- Excerpted records
PR #2007, opened 2025-04-26
add Int::(unsafe)_to_char

bobzhang:
- **add Int::to_char safe API**
- **add Int::unsafe_to_char**


bobzhang:
cc @peter-jerry-ye we will use x.(unsafe)_to_char to replace `Char::from_int` since the former provide a better auto-completion experience

PR #2009, opened 2025-04-27
fix(strconv): allow "0b" to be parsed as digits when base is 16

### LINKED ISSUE #2006: `@strconv.parse_int!("0b", base=16)` fails to parse
Hi,

running

```moonbit
@strconv.parse_int!("0b", base=16)
```

with moonc v0.1.20250423+2af95d42c fails with `Err(invalid base)` even though the base is explicitely given so I would expect the base detection which is active when base=0 to not recognise "0b" as a base specifier and instead return 11 (hex B).

Yu-zh:
fix #2006

### DIFF
--- a/strconv/int.mbt
+++ b/strconv/int.mbt
@@ -41,10 +41,15 @@ fn check_and_consume_base(
       guard base is (0 | 8) else { base_err!() }
       (8, rest, true)
     }
-    ['0', 'b' | 'B', .. rest] => {
-      guard base is (0 | 2) else { base_err!() }
-      (2, rest, true)
-    }
+    ['0', 'b' | 'B', .. rest] =>
+      if base is (0 | 2) {
+        (2, rest, true)
+      } else if base is 16 {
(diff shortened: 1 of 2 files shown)


strconv/int.mbt
```diff
@@ -41,10 +41,15 @@ fn check_and_consume_base(
...
-    }
+    ['0', 'b' | 'B', .. rest] =>
+      if base is (0 | 2) {
+        (2, rest, true)
+      } else if base is 16 {
+        // 'b' is a legitimate hex digit
+        (16, view, false)
+      } else {
+        base_err!()
+      }
```
peter-jerry-ye, line 52: shouldn't it be allowed for base larger than 11?

peter-jerry-ye: `0 | 2 | 12 ..= 36` for `b`, `0 | 8 | 25..=36` for `o`, `0 | 16 | 34..=36` for `x`

peter-jerry-ye:
Replaced by #2015

Issue #1866, opened 2025-04-02
add `Iter::with_numbering(start~: Int)`


hackwaly:
Maybe `zip_with_numbering` better?

illusory0x0:
> Maybe `zip_with_numbering` better?

I think `with_index` would be better.

```moonbit
fn Iter::with_index[A](self : Iter[A]) -> Iter2[Int,A]
```

peter-jerry-ye:
What about `mapi` and `eachi`?

hackwaly:
`mapi` cannot fit my need.

`Iter:: zip_with_numbering(start~: Int = 0) -> Iter[(T, Int)]`

peter-jerry-ye:
Isn't that just `a.mapi(fn (index, value) { (value, index) } )`?

hackwaly:
Yes, you are right. But you can derive `mapi` like this `a. zip_with_numbering().map(fn { (v, i) => ... })`.

illusory0x0:
use Iter2 we can use `for syntax`to iterate index and element, and then use break statement, which eachi cann't do. 

use Iter2 can avoid destruct pair, use mapi has to construct pair and destruct  pair

peter-jerry-ye:
1. https://github.com/moonbitlang/core/issues/1319
2. the `construct pair and destruct pair` should be some optimization considered at compiler level

PR #2011, opened 2025-04-27
feat(iter): add mapi

peter-jerry-ye:
Related #1866

Note that we may want a labelled argument `offset` or something similar in the future to avoid computing the addition every time.

### DIFF
--- a/builtin/iter.mbt
+++ b/builtin/iter.mbt
@@ -416,6 +416,36 @@ pub fn Iter::map[T, R](self : Iter[T], f : (T) -> R) -> Iter[R] {
 }
 
 ///|
+/// Transforms the elements of the iterator using a mapping function.
+///
+/// # Type Parameters
+///
+/// - `T`: The type of the elements in the iterator.
+/// - `R`: The type of the transformed elements.
+///
+/// # Arguments
+///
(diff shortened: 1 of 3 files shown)


hackwaly:
There's both `map_with_index` and `mapi` in core. We should choose one to stick.

builtin/iter.mbt
```diff
@@ -415,6 +415,36 @@ pub fn Iter::map[T, R](self : Iter[T], f : (T) -> R) -> Iter[R] {
...
+/// * `self` - The input iterator.
+/// * `f` - The mapping function that transforms each element of the iterator with index.
+///
+/// # Returns
+///
+/// A new iterator that contains the transformed elements.
+pub fn Iter::mapi[T, R](self : Iter[T], f : (Int, T) -> R) -> Iter[R] {
+  fn {
+    yield_ => {
+      let mut i = -1
```
hackwaly, line 437: I prefer `i = 0`, but this doesn't matter.

hackwaly (approved):

builtin/iter.mbt
peter-jerry-ye: Just to simplify the writing. Though it may complicate the reasoning.

PR #2012, opened 2025-04-27
feat(iter): add iter2

### LINKED ISSUE #1319: [Feature Request] impl Iter2 for Iter[(A, B)]

peter-jerry-ye:
Closes #1319 

The naming is chosen as such because:

- we have `mapi` `eachi` where the `i` signifies the fact that an index is added as parameter
- we can't write `for i, v in [].iter()` anyway, so there's no ambiguity.

Update: we will use `iter2` to return `Iter2[Int, T]` to align with existing behaviors. As of `Iter[(K, V)]`, users can just use a pattern matching `let (k, v) = elem`.

### DIFF
--- a/builtin/builtin.mbti
+++ b/builtin/builtin.mbti
@@ -188,6 +188,7 @@ fn[T, K : Eq + Hash] Iter::group_by(Self[T], (T) -> K) -> Map[K, Array[T]]
 fn[A] Iter::head(Self[A]) -> A?
 fn[A] Iter::intersperse(Self[A], A) -> Self[A]
 fn[T] Iter::iter(Self[T]) -> Self[T]
+fn[T] Iter::iter2(Self[T]) -> Iter2[Int, T]
 fn Iter::join(Self[String], String) -> String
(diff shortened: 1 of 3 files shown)


builtin/builtin.mbti
```diff
@@ -236,6 +236,8 @@ impl Iter {
   head[A](Self[A]) -> A?
   intersperse[A](Self[A], A) -> Self[A]
   iter[T](Self[T]) -> Self[T]
+  iter2[K, V](Self[(K, V)]) -> Iter2[K, V]
+  iteri[T](Self[T], offset~ : Int = ..) -> Iter2[Int, T]
```
bobzhang, line 240: `iteri` looks reasonable. What's the benefit of having `iter2`?

peter-jerry-ye: We will use `iter2 -> Iter2[Int, T]`

peter-jerry-ye:
@Guest0x0 we need to let `for k, v in iter` find `iter2`

PR #2021, opened 2025-04-28
perf(@sorted_map.each) replace stack version with dfs version

illusory0x0:
sorted_map is BST, don't worry too deep cause stack overflow.

### DIFF
--- a/sorted_map/map.mbt
+++ b/sorted_map/map.mbt
@@ -124,39 +124,25 @@ pub fn clear[K, V](self : T[K, V]) -> Unit {
 ///|
 /// Iterates the map.
 pub fn each[K, V](self : T[K, V], f : (K, V) -> Unit) -> Unit {
-  let s = []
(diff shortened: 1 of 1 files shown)


sorted_map/map.mbt
```diff
@@ -123,39 +123,25 @@ pub fn clear[K, V](self : T[K, V]) -> Unit {
 ///|
 /// Iterates the map.
 pub fn each[K, V](self : T[K, V], f : (K, V) -> Unit) -> Unit {
```
hackwaly, line 125: This changed again and again in one of dfs and stack version. If there's no strong reason/support, I'd suggest that keep the old one.

illusory0x0: but this https://github.com/moonbitlang/core/pull/1456 is merged, I 'm confused about it...

hackwaly (approved):

Issue #2681, opened 2025-09-05
[Consistency Review] `Option` and `Result` API


illusory0x0:
**Current behaviors**

MoonBit `Option` has the following three helper functions, while `Result` does not. These APIs need to be aligned.

```moonbit 
fn[T] Option::unwrap_or(T?, T) -> T
fn[T : Default] Option::unwrap_or_default(T?) -> T
fn[T] Option::unwrap_or_else(T?, () -> T raise?) -> T raise?
```

**Expected behaviors**

```moonbit
fn[T,E] Result::unwrap_or(Result[T,E], T) -> T
fn[T : Default,E] Result::unwrap_or_default(Result[T,E]) -> T
fn[T,E] Result::unwrap_or_else(Result[T,E], () -> T raise?) -> T raise?
```

**Justification**

`Option[T]` and `Result[T, Unit]` are equivalent.

PR #2688, opened 2025-09-06
Add missing unwrap methods to Result type for API alignment with Option

echozyr2001:
**Problem:** The `Result` type was missing three helper functions that exist in `Option`, creating an inconsistency in the API:

* unwrap_or
* unwrap_or_else
* unwrap_or_default

**Solution:** This PR adds the three missing methods to align the `Result` API with `Option`:

* fn[T,E] Result::unwrap_or(Result[T,E], T) -> T - Returns the contained Ok value or the provided default
* fn[T,E] Result::unwrap_or_else(Result[T,E], () -> T raise?) -> T raise? - Returns the contained Ok value or calls the provided closure (lazily evaluated)
* fn[T : Default,E] Result::unwrap_or_default(Result[T,E]) -> T - Returns the contained Ok value or T::default()

**Justification:** Since `Option[T]` and `Result[T, Unit]` are equivalent, having consistent APIs between these types improves developer experience and maintains API coherence.

**Testing:** All three methods include comprehensive unit tests covering both Ok and Err cases.

close: #2681

### DIFF
--- a/result/pkg.generated.mbti
+++ b/result/pkg.generated.mbti
@@ -30,6 +30,9 @@ fn[T, E] Result::or_else(Self[T, E], () -> T) -> T
 fn[T, E] Result::to_option(Self[T, E]) -> T?
 fn[T, E] Result::unwrap(Self[T, E]) -> T
 fn[T, E] Result::unwrap_err(Self[T, E]) -> E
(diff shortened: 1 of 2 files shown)


echozyr2001:
PTAL @illusory0x0

PR #2705, opened 2025-09-09
Taking view from Fixedarray

Yu-zh:
This PR implements taking view from FixedArray.

Solves #1626


peter-jerry-ye:
When will `ArrayView` become immutable?

Yu-zh:
> When will `ArrayView` become immutable?

The `op_set` method is already deprecated

Issue #2706, opened 2025-09-09
[Consistency Review]Aligning api for deque


FrozenLemonTee:
**Current behaviors**
Original issue: #2137

**Expected behaviors**
TODO list of missing functions/traits in deque:
- [ ] Add
- [ ] Hash
- [ ] blit_to
- [ ] insert
- [ ] remove
- [ ] chunks
- [ ] chunk_by
- [ ] filter
- [ ] extract_if
- [ ] sort

PR #2649, opened 2025-09-02
Aligning array and deque api: Add deque::blit_to

ethereal-dream:

PR #2709, opened 2025-09-09
Aligning deque api blit_to

FrozenLemonTee:
Issue: #2706
Add functions:
blit_to


Lampese:
cc @Guest0x0 
- #2649 
Which is better?

Guest0x0:
the implementation in #2649 seems more efficient because it utilizes batch array operations

PR #2721, opened 2025-09-11
feat: make copy faster

peter-jerry-ye:


Yu-zh:
This implementation is better than before. But there's still an unnecessary pass of initializing the array. I think it should be implemented as intrinsics from the moonc side.

So I'm not sure whether we should move forward with this PR.

PR #2722, opened 2025-09-11
fix: explicitly impl bitwise operators for `Int` and `UInt`

Lil-Ran:
Before patching, the last line below will fail to compile, with the error ``Type UInt does not implement trait BitXOr: no `impl` is defined (E4018)``

```moonbit
fn[T: BitXOr] foo(x : T, y : T) -> T {
  x ^ y
}

test {
  let x: UInt = 1
  let y: UInt = 2
  inspect(x ^ y, content="3")
  inspect(foo(x, y), content="3")
}
```

Given that `Int` and `UInt` already implement other arithmetic operators explicitly, e.g., `pub impl Add for Int with add(self, other) = "%i32_add"`, I propose also implementing the bitwise operators.


peter-jerry-ye:
Thanks

PR #2723, opened 2025-09-12
feat: enable abort for native backend

peter-jerry-ye:
Notice : this will cause the output be filled with the output from panic test. We may need to filter them @lynzrand @bobzhang

### DIFF
--- a/abort/abort.mbt
+++ b/abort/abort.mbt
@@ -23,8 +23,30 @@
 ///
 /// Returns a value of type `T`. However, this function never actually returns a
 /// value as it always causes a panic.
+#cfg(not(target="native"))
 pub fn[T] abort(msg : String) -> T {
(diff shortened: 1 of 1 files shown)


lynzrand:
I can mitigate this by capturing test outputs by default, only outputting when the relevant tests fail (we can't put tests on the panic message itself, unless we accept false negatives).

Changes needed:

- Capture stdout and associate each segment with each test result
- Hide the output by default
- Print the output on test failure, or if a flag like `--no-capture` is set.

I am currently unsure if this is the desired change.

lynzrand:
I am creating a new issue to track this change in `moon`.

peter-jerry-ye:
Since the capturing is still WIP, this PR will only enable the output of abort for native backend

PR #2735, opened 2025-09-16
hongbo/string view bytes view

bobzhang:
- **refactor: update function signatures to use StringView instead of @string.View for consistency**
- **refactor: replace View with StringView in method signatures for improved clarity and consistency**
- **refactor: replace @bytes.View with BytesView in function signatures for consistency and clarity**
- **refactor: update function signatures to use BytesView instead of View for consistency and clarity**
- **refactor: update function signatures to use StringView instead of @string.View for improved consistency and clarity**


bobzhang:
cc @Guest0x0 there seems to be a bug, that 
```
#deprecated("Use `BytesView` instead")
pub typealias BytesView as View
```
the deprecated attributes not revealed in mbti file

PR #2743, opened 2025-09-18
feat: encoding/utf16

peter-jerry-ye:
This PR adds UTF16 encoding/decoding, and deprecate any other `String` to `Bytes` conversions as they are misleading.

### DIFF
--- a/string/methods.mbt
+++ b/string/methods.mbt
@@ -463,7 +463,7 @@ pub fn StringView::to_array(self : StringView) -> Array[Char] {
 }
 
 ///|
-#deprecated("Use `@encoding/utf16le.encode` instead")
+#deprecated("Check `@encoding/utf8.encode`")
 #coverage.skip
 pub fn StringView::to_bytes(self : StringView) -> Bytes {
   let array = FixedArray::make(self.length() * 2, Byte::default())
--- a/builtin/deprecated.mbt
+++ b/builtin/deprecated.mbt
@@ -219,7 +219,7 @@ pub fn Double::upto(
 }
 
 ///|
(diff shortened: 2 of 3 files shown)


encoding/utf16le/pkg.generated.mbti
```diff
@@ -0,0 +1,19 @@
+// Generated using `moon info`, DON'T EDIT IT
+package "moonbitlang/core/encoding/utf16le"
+
+// Values
+fn decode(BytesView, ignore_bom? : Bool) -> String raise Malformed
+
+fn decode_lossy(BytesView, ignore_bom? : Bool) -> String
+
+fn encode(StringView, bom? : Bool) -> Bytes
+
```
bobzhang:
```
fn encode(StringView, bom? : Bool, endianness : Endian = Little) -> Bytes
```

peter-jerry-ye: This will likely double the code size, introduce unnecessary branching.

string/methods.mbt
```diff
@@ -463,9 +463,8 @@ pub fn StringView::to_array(self : StringView) -> Array[Char] {
 }
 
 ///|
-/// Converts the View into bytes using UTF-16 little endian format.
-/// 
-#deprecated("check @encoding/utf8.encode")
+#deprecated("Use `@encoding/utf16le.encode` instead")
+#coverage.skip
 pub fn StringView::to_bytes(self : StringView) -> Bytes {
   let array = FixedArray::make(self.length() * 2, Byte::default())
```
bobzhang, line 469: in most cases, this is not what we need, encode is mostly what we need

PR #2745, opened 2025-09-19
security(json): Add nesting depth limit to prevent stack overflow

quake:
This PR introduces a nesting depth limit to the JSON parser to fix a security vulnerability.

Without a depth limit, parsing a deeply nested JSON string can lead to a stack overflow, which crashes the program. This can be used as a DoS attack.

This is a common security measure found in many other languages and libraries (like Go, Rust, and Python) to ensure safe JSON parsing. This change makes moonbit json parser more robust and secure.

### DIFF
--- a/json/parse.mbt
+++ b/json/parse.mbt
@@ -23,6 +23,7 @@ pub fn valid(input : String) -> Bool {
 }
 
 ///|
+/// Parse a JSON input string into a Json value, with an optional maximum nesting depth (default is 1024)
 pub fn parse(
   input : String,
   max_nesting_depth? : Int = 1024,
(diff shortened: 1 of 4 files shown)


json/parse.mbt
```diff
@@ -59,15 +62,25 @@ fn ParseContext::parse_value2(
 
 ///|
 fn ParseContext::parse_object(ctx : ParseContext) -> Json raise ParseError {
+  if ctx.depth >= ctx.max_nesting_depth {
+    raise DepthLimitExceeded
+  }
+  ctx.depth += 1
```
FlyCloudC: How about replacing `max_nesting_depth` and `depth` with a single `mut remaining_available_depth : Int`, and using `remaining_available_depth >= 0` as the depth check?

quake: 👍 , let me fix it later

quake: resolved, please help to review again, thanks.

json/parse.mbt
```diff
@@ -23,8 +23,12 @@ pub fn valid(input : String) -> Bool {
 }
 
 ///|
-pub fn parse(input : String) -> Json raise ParseError {
-  let ctx = ParseContext::make(input)
+/// Parse a JSON input string into a Json value, with an optional maximum nesting depth (default is 1024)
+pub fn parse(
+  input : String,
+  max_nesting_depth? : Int = 1024,
```
peter-jerry-ye, line 29: Is there any reason for this number, i.e. what's the number picked by the others?

quake: follow python / java(Jackson), the default limit is around 1000.

PR #2747, opened 2025-09-19
hongbo/operator up

bobzhang:
- **op_get => "_[_]"**
- **we need change at => T::at**
- **more op_get update**
- **info**


bobzhang (commented):
note there is some weirdness that `_[_]` require `X::` syntax

PR #2753, opened 2025-09-22
Feat: Add `order_by` parameter to `@priority_queue`

### LINKED ISSUE #2613: Require newtype to specify ASC or DESC for priority_queue is inconvenient
**Is your feature request related to a problem? Please describe.**
Currently priority_queue is DESC by default, and no convenient way to change it to ASC. 

**Describe the solution you'd like**
Add explicit named parameter `order_by~: ASC | DESC` to `@priority.new`.

**Describe alternatives you've considered**
Or pass a custom `comparator` parameter to `@priority.new`.

**Additional context**

- [x] I do think that this should be part of the core library and should be delivered to all the MoonBit developers.

Asterless:
## Summary

Fixed #2613, this PR enhances the `@priority_queue` by adding an `order_by` parameter, enabling it to function as both a max-heap (DESC, the default behavior) and a min-heap(ASC).

## Key Changes:

- Added `order_by` Parameter: The `new()`, `from_array()`, and `of()` functions now accept an optional `order_by` parameter. This allows users to specify the ordering of elements.
    - `@priority_queue.desc` (default): The queue operates as a max-heap, with the largest element at the top.
    - `@priority_queue.asc`: The queue operates as a min-heap, with the smallest element at the top.
    
- Updated Internal Logic: The internal functions `meld()` and `merges()` have been modified to respect the `order_by` parameter, ensuring that elements are compared and ordered correctly.

- Exported `asc` and `desc`: To provide a clean public API, asc and desc values of type `OrderBy` are now exported from the `@priority_queue` package.

- Added Tests: New test cases have been added to `priority_queue_test.mbt` to verify the functionality of both ascending and descending order modes, ensuring that pop and peek return the correct elements in each case.

## Example
```moonbit
test "order by" {
  let pq = @priority_queue.new(order_by=@priority_queue.asc)
  pq.push(3)
  pq.push(1)
  pq.push(2)
  assert_eq(pq.pop(), Some(1))
  assert_eq(pq.pop(), Some(2))
  assert_eq(pq.pop(), Some(3))
  assert_eq(pq.pop(), None)
}
```


priority_queue/pkg.generated.mbti
```diff
@@ -6,24 +6,29 @@ import(
...
 
 // Values
+let asc : OrderBy
+
+let desc : OrderBy
 
 // Errors
 
 // Types and methods
+type OrderBy
```
hackwaly, line 16: Why make this type opaque/abstract?

quake:
In both Rust and Haskell, there is a common idiom called a “newtype” wrapper. The idea is to create a lightweight wrapper around an existing type, without adding runtime overhead, but allowing you to give it different traits/instances. 

- https://doc.rust-lang.org/std/cmp/struct.Reverse.html
- https://hackage.haskell.org/package/base-4.21.0.0/docs/Data-Ord.html#t:Down

They are zero-cost abstractions: at runtime, the wrapper disappears.

If moonbit's newtype is zero-cost,  I suggest adding a similar newtype in `core/cmp` instead of adding different sorting parameters to each container that supports sorting.

hackwaly:
Newtype is too tricky for newcomer. It should be considered as last resort.

Lampese:
It doesn't really matter to me whether or not there is an ORDER BY in actual user usage, but I am more concerned about the API consistency issues it brings.

The current export method is definitely not suitable. Even if this thing is added, it should be placed in a more generic place. I am actually thinking about whether it can be changed to a Boolean value?

The main issue is that our previous approach was similar to the implementation of overloading operators, which involved declaring a new type and overriding its Compare trait to reverse the order. I don't think this is intuitive either.

peter-jerry-ye:
I think the problem with newtype is the trade off between code size & performance @bobzhang 

The code size will be doubled due to monofy, but the performance would be greater.

peter-jerry-ye:
We would follow @quake 's suggestion and provide the `@cmp.Reverse`.

PR #256, opened 2019-03-20
hedgehog:Hedgehog.Internal.HTraversable: Add instance for Proxy

endgame:
For `Command`s that don't need to generate input, it would be possible to use `Proxy`, if it had a `HTraversable` instance, instead of setting up a new data type.


jystic:
Hmm, it will ruin your failure output though, showing `Var 0 <- Proxy` instead of the command name, so it's not really ideal

endgame:
Good point. That's probably enough of a deal-breaker.

PR #257, opened 2019-03-20
Discard on failed pattern matches within a Generator

HuwCampbell:
As discussed in #233.


fosskers:
A similar issue exists for `PropertyT`.

moodmosaic:
See this discussion regarding PropertyT https://github.com/hedgehogqa/haskell-hedgehog/pull/233/files#r234163334

jacobstanley:
I've spent some time thinking about this and the problem I have with it is that ideally one should aim to write tests / generators that don't ever discard.

Discarding slows things down and I would consider its use a bit of an anti-pattern. I think it should only really be used as a last resort. You're better of using the `just` / `filter` functions which locally retry the generation so that your "discard" is limited in scope, rather than throwing away the entire test because some deeply nested generator has failed.

```haskell
just :: MonadGen m => m (Maybe a) -> m a
filter :: MonadGen m => (a -> Bool) -> m a -> m a
```

So I'm just a bit unsure about making it syntactically convenient to discard, as often there are more appropriate options. I actually wonder if it would be better to remove the `MonadFail` instance for `Gen` and have it be a compile error.

moodmosaic:
>I actually wonder if it would be better to remove the MonadFail instance for Gen and have it be a compile error.

This aligns pretty well with @sol's comment on the same topic (QC): https://github.com/nick8325/quickcheck/pull/228#issuecomment-427535945

If we decide to get rid of `MonadFail` perhaps we better do now, before next major release is out.

jacobstanley:
> If we decide to get rid of `MonadFail` perhaps we better do now, before next major release is out.

Too late :sweat_smile:

I think this topic has too many trade-offs to rush the decision, so I'm not that concerned. What we ended up releasing is the same as what it has always been.

HuwCampbell:
I'm going to bump this, as I still think this is a better behaviour.

Issue #250, opened 2019-03-10
Add an example in the haddock for `tripping`


jacobstanley:
```haskell
tripping :: (MonadTest m, Applicative f, Show b, Show (f a), Eq (f a), HasCallStack) => a -> (a -> b) -> (b -> f a) -> m ()
```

- What the task requires
Bring together all lines from the listing that contain the word "package".

- Response to the task
+package "moonbitlang/core/encoding/utf16le"
- Exported `asc` and `desc`: To provide a clean public API, asc and desc values of type `OrderBy` are now exported from the `@priority_queue` package.
- https://hackage.haskell.org/package/base-4.21.0.0/docs/Data-Ord.html#t:Down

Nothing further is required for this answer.